=== Begin Enclosure ===
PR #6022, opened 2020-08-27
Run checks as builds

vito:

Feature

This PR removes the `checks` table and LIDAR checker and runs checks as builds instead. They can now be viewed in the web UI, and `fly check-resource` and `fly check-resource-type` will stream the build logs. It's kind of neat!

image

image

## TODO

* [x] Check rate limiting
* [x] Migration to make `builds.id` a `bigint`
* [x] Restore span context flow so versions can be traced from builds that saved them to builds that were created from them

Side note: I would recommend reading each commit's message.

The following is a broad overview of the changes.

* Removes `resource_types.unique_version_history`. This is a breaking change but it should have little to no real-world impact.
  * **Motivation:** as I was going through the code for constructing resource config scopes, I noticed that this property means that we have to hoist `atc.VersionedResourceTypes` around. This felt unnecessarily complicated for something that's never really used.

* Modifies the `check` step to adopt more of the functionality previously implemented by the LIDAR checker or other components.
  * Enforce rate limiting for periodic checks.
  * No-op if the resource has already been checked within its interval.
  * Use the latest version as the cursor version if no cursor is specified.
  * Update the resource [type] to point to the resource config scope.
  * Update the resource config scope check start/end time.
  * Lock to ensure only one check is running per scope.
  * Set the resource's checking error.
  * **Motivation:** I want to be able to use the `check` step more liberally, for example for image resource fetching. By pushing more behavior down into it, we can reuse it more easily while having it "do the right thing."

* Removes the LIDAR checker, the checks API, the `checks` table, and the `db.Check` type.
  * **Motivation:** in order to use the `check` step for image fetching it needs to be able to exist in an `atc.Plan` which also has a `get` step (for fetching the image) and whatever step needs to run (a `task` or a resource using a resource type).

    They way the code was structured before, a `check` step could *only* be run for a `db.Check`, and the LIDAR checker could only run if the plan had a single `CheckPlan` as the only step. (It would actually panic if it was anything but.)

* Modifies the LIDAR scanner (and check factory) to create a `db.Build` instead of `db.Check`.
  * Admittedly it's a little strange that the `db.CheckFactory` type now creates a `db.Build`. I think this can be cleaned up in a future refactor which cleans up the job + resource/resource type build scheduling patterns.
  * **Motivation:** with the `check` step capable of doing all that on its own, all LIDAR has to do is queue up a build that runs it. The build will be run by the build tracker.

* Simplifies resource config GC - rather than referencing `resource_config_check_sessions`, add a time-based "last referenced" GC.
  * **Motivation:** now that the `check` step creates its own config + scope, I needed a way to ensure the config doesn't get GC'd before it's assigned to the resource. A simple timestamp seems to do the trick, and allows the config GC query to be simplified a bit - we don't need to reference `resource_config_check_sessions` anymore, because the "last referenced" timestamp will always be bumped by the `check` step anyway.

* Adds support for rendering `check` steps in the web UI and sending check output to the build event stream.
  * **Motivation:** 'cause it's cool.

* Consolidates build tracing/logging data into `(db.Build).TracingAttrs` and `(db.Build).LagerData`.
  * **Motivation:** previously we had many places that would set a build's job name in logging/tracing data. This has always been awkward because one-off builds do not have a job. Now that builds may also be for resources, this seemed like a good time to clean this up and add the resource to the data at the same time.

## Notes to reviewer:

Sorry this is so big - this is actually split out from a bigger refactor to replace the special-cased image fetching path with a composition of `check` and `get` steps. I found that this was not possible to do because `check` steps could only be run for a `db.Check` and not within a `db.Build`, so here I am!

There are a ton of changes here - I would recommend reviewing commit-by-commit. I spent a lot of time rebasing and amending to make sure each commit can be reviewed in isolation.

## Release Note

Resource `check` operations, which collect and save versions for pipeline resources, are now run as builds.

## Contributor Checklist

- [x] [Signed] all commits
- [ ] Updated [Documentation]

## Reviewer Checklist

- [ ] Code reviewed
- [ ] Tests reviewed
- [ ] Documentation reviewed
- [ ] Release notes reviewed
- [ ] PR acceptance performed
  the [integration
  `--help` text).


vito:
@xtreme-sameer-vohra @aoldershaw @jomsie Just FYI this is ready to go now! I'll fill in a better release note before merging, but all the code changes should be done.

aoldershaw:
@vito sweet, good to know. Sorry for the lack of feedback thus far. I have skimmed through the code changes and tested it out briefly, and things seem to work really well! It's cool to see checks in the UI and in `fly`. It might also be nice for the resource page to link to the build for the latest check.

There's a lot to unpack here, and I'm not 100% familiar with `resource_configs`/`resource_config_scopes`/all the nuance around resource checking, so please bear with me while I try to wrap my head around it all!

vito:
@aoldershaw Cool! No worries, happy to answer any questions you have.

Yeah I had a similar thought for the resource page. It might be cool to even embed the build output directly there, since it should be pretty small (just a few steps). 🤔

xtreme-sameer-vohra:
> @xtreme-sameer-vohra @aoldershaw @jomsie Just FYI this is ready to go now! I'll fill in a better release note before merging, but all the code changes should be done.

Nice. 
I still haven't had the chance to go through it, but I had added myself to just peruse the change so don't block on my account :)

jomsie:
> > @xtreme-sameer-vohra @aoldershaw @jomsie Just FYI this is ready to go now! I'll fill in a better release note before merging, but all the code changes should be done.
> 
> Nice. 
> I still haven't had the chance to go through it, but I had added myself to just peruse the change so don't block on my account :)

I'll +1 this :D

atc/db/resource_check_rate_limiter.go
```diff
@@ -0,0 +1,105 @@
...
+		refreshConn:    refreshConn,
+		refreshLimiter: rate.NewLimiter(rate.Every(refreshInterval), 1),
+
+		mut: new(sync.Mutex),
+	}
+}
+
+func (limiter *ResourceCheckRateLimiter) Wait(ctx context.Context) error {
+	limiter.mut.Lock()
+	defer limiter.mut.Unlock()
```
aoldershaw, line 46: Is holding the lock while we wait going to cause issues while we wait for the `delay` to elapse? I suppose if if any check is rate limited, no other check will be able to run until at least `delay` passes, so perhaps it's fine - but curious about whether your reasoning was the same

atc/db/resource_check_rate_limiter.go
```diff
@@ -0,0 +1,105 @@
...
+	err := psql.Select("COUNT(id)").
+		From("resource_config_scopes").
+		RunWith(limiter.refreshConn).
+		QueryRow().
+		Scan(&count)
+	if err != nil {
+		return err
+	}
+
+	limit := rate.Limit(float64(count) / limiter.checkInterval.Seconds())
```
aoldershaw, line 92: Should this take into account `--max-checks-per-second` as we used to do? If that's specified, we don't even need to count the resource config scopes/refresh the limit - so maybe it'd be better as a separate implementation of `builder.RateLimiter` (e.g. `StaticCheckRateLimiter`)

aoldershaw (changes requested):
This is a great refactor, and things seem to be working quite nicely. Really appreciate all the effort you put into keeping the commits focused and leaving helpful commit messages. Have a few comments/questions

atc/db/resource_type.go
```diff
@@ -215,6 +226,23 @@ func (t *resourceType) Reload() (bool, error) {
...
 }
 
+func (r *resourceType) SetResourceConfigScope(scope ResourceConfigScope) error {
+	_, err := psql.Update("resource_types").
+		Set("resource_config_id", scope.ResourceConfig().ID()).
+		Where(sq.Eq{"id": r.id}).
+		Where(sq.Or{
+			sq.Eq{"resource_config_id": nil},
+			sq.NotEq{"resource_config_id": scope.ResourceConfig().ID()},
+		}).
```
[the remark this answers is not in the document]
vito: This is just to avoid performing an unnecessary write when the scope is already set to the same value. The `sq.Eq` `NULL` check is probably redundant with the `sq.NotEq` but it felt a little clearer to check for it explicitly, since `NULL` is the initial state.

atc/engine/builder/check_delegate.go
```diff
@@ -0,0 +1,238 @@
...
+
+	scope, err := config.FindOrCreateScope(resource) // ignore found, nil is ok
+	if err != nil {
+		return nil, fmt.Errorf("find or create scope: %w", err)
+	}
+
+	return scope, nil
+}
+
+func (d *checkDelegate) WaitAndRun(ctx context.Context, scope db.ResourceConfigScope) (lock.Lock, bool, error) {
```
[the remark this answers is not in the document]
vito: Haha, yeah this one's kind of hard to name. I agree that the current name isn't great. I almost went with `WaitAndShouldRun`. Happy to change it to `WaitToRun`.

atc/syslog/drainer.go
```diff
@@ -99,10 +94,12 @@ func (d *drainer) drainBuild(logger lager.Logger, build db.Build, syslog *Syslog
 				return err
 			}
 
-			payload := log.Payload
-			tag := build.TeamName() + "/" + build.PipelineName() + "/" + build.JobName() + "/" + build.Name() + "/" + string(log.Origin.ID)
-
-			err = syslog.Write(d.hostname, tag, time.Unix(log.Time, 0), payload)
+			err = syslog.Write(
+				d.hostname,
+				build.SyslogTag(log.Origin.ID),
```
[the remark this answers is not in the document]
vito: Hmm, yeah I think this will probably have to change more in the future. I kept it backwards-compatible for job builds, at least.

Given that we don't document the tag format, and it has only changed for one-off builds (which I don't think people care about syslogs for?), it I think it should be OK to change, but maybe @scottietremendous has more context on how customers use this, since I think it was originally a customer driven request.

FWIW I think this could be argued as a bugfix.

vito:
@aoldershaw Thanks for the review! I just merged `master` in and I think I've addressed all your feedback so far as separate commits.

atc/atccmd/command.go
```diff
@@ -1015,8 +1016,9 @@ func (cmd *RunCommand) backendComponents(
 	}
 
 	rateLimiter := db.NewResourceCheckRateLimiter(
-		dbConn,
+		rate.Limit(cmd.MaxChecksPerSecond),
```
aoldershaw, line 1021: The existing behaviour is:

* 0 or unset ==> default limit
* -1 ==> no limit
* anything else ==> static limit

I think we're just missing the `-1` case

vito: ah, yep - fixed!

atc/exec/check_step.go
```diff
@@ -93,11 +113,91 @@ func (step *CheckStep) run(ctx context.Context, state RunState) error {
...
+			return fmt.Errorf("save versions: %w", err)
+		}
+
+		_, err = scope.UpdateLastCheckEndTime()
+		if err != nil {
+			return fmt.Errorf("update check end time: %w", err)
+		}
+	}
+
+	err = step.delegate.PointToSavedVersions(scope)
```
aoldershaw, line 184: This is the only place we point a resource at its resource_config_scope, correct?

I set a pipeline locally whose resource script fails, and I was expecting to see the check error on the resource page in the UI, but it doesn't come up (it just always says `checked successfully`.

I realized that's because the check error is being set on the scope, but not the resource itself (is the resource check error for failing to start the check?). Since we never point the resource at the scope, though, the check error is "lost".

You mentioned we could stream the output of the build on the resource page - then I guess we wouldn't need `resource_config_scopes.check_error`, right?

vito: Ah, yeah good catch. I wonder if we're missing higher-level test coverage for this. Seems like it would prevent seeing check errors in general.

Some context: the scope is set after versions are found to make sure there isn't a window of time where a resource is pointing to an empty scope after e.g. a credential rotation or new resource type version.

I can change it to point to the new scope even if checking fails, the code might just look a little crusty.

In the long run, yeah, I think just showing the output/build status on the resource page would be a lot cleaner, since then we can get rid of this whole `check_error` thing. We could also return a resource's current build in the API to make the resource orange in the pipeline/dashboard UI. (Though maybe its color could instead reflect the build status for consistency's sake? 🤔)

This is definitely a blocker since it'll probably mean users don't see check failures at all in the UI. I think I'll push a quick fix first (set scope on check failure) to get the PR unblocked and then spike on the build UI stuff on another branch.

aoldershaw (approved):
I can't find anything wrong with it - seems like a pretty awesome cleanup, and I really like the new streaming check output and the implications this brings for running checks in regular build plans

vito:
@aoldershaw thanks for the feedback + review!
=== End Enclosure ===
■ ABOUT THIS TASK
Return a copy of every line in the records that includes the string "drainer".

■ PROBLEM SOLUTION
atc/syslog/drainer.go
@@ -99,10 +94,12 @@ func (d *drainer) drainBuild(logger lager.Logger, build db.Build, syslog *Syslog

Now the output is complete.